From prospects to alumni, we can give everybody a better “customer” experience and as an institution, we can manage the path they follow in a more integrated way. And then of course there is the educational experience as such. Technology permits us to create new types of degrees and programs. Fully online, partly online and partly on campus, and fully on campus but enhanced by technology.
Running these programs requires new types of expertise and the creation of new types of jobs. For instance, we now have learning coaches who accompany students in our fully online programs (see article on MSIE Online Master's).
Does technology change teaching in on-campus programs as well?
Marc Vanhuele: Yes, faculty who produced online content for our MOOCs and online MSIE now also use this content in combination with their on-campus courses. This frees up class time for other more interactive activities. This formula is called ‘blended learning’. An extreme version of this is that almost all content delivered is online. This is called a ‘flipped classroom’. Activities that in the traditional model were considered as homework now find their place in the classroom, often in the form of group activities and discussions.
Why should students still come to campus if they will be able to learn everything online in the future?
Robin Ajdari: This is a question we often hear and most people who ask it focus too much on the content site of education. We think of education as an overall experience.
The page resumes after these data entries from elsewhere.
PR #343, opened 2023-11-10
zio command should also show any I/Os which are in the DONE stage

grwilson:


prakashsurya (approved):
do you know why we originally hit them? should we have a flag to show/hide them? just curious if we're regressing in some workflow; e.g. maybe there's "too many" in the "done" stage, making it more difficult to see the non-done IOs?

change LGTM, but I'm not sure I'm experienced enough to say if there'll be any adverse affects to this change or not.

we don't need to update any of the test cases? if not, perhaps that means we should add some tests for this command....

grwilson:
I think the assumption was that a "DONE" zio is not relevant but if it's still around it may be calling a done func and you may want to be able to track down what it's doing. I don't see any reason why you wouldn't want to show it.

prakashsurya:
cool, OK.. that makes sense to me.

mmaybee (approved):

PR #347, opened 2024-12-02
maintenance: notice & redirect

sdimitro:
For some reason the Delphix GitHub actions that include a Dockerfile stopped working from this repo so there is an action that fails again.

I don’t use `sdb` regularly anymore but I still occasionally use it for personal projects on my raspberry pi & NUC and have added a couple of commands since I left Delphix. For this reason I decided to “hard-fork” it on GitHub and open this PR that redirects people visiting this repo to my new fork which I expect would be more active.

BTW if this gets merged I’m willing to accept any kind of PR on my new fork that helps keep the Delphix infrastructure working if you end up pointing linux-pkg to it.

Let me know if there are any reasons against this in the comments.


sdimitro:
Cc @sebroy @pcd1193182 @prakashsurya @jwk404

If any of you is giving the second approval could you also merge the PR (I don’t have the permissions to do that even if the 2 shipits are there).

PR #353, opened 2025-03-12
DLPX-93639 LTS 24.04: Upgrade fails due to drgn conflict with upstream python3-drgn package

prakashsurya:
<details open>
<summary><h2> Problem </h2></summary>
Upgrade from 20.04 to 24.04 fails due to package name difference of our internal version of the "drgn" package, and ubuntu's package.
</details>

<details open>
<summary><h2> Solution </h2></summary>
The solution here, is to keep using our internal "drgn" package, rather than ubuntu's.
</details>

### DIFF
--- a/debian/control
+++ b/debian/control
@@ -7,5 +7,5 @@ Build-Depends: debhelper (>= 9), dh-python, python3
 
 Package: sdb
 Architecture: any
-Depends: libkdumpfile10, python3-drgn, ${shlibs:Depends}, ${python3:Depends}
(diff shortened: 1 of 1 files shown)


palash-gandhi (approved):
Should we remove delphix-platform's dependency on drgn?

prakashsurya:
> Should we remove delphix-platform's dependency on drgn?
we could.. drgn can also be used directly, e.g. via a python script.. I'll leave it for now, but we definitely could do that..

Transmission of content is only a small part of it. And, what happens in the classroom is only a small part of it, however interactive it is.
We have done research on the student experience using a Design Thinking approach.
Socializing in and outside the classroom, with the classmates, the professors, and other students, breaking the boundaries of nationality, culture and age is an enormous learning experience by itself. We think that as an educational institution we also have to enhance that dimension of the learning experience wherever possible, also through technology.
Socializing in and outside the classroom, breaking the boundaries of nationality, culture and age is an enormous learning experience by itself. We also have to enhance that dimension of the learning experience, also through technology.
We already have an App, "MyHEC", that enhances student life and have a vision for a broader digital platform that is multiservice and interactive. Technology can accelerate the integration of incoming students in our community (from administration tasks to campus visits and presentation of associations). And also daily life of the students already on campus.
The concept is called: “HEC village”, both in a metaphoric and literal sense: the campus is a global village, with enormous diversity by itself but that is tied with the surrounding cities (Paris and Versailles). With an alumni community as well. And of course the platform could also help with academic choices, providing advice and additional information.